PROBLEM REQUIREMENTS
Line by line, return the material below exactly as it reads.

-- COLLECTED DATA follows --

PR #449, opened 2019-09-10
Revert "Disable failing browsers in CI configuration"

mightyiam:
This reverts commit 7e09d27f5680de198b7b363f574f531f4f1aa180.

-- COLLECTED DATA concluded --

EXERCISE ANSWER
PR #449, opened 2019-09-10
Revert "Disable failing browsers in CI configuration"

mightyiam:
This reverts commit 7e09d27f5680de198b7b363f574f531f4f1aa180.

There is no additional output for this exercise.